WHAT IS NEEDED:
Scanning the entries below, copy every line that contains the word "Deploy".

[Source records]
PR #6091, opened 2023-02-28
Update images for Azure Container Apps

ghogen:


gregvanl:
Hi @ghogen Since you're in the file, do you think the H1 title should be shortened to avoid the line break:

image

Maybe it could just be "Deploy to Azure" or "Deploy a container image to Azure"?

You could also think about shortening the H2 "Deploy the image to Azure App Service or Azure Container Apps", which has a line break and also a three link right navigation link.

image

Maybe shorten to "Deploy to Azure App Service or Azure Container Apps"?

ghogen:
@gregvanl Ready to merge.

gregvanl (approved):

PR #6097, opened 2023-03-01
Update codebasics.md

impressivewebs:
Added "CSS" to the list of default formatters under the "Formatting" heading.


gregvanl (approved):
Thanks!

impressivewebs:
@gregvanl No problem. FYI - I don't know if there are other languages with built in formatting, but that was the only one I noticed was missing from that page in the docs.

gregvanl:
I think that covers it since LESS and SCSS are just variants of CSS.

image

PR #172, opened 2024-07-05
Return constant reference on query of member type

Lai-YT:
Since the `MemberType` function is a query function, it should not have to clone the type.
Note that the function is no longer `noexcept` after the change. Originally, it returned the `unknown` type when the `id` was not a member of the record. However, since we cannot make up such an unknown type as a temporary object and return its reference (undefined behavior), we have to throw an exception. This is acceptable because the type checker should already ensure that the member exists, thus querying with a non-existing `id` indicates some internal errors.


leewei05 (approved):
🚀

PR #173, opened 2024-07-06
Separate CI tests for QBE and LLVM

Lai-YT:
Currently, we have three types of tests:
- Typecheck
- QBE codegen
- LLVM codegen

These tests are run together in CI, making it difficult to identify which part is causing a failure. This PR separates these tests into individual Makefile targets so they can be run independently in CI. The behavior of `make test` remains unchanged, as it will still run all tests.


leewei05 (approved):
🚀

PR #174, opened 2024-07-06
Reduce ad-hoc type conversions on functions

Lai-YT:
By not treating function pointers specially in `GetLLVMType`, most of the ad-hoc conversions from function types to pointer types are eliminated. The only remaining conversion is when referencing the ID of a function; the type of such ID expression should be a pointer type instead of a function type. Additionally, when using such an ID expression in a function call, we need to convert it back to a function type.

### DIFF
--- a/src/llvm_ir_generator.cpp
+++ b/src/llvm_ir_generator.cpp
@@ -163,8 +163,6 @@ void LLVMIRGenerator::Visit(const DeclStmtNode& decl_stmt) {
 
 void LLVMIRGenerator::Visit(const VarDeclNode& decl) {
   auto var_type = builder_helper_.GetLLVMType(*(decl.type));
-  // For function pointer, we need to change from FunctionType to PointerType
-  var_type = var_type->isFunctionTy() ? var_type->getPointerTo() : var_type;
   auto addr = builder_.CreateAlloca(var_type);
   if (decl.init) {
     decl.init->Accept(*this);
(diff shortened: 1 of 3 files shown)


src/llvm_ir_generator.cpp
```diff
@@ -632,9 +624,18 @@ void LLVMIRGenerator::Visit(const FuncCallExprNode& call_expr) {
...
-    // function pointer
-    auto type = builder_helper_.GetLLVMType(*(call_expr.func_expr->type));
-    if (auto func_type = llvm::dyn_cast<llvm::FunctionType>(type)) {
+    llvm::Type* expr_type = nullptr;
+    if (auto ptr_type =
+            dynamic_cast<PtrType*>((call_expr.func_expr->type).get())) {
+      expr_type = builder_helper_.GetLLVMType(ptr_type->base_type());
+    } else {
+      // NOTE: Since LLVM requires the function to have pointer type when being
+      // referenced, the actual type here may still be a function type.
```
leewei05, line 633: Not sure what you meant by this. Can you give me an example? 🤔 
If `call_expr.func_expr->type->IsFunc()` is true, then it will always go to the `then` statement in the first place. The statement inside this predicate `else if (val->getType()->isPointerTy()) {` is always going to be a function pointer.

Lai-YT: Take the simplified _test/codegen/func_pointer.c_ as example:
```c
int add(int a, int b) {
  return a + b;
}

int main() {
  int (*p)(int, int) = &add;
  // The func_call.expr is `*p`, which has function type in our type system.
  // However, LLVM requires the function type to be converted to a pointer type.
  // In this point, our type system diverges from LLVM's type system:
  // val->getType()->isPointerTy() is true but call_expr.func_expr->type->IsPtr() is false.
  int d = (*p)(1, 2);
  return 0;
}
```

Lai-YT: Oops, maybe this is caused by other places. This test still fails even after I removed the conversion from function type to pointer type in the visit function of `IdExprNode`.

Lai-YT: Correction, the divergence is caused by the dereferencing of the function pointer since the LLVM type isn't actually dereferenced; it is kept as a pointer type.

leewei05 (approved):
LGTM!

REPLY TO THE TASK:
Maybe it could just be "Deploy to Azure" or "Deploy a container image to Azure"?
You could also think about shortening the H2 "Deploy the image to Azure App Service or Azure Container Apps", which has a line break and also a three link right navigation link.
Maybe shorten to "Deploy to Azure App Service or Azure Container Apps"?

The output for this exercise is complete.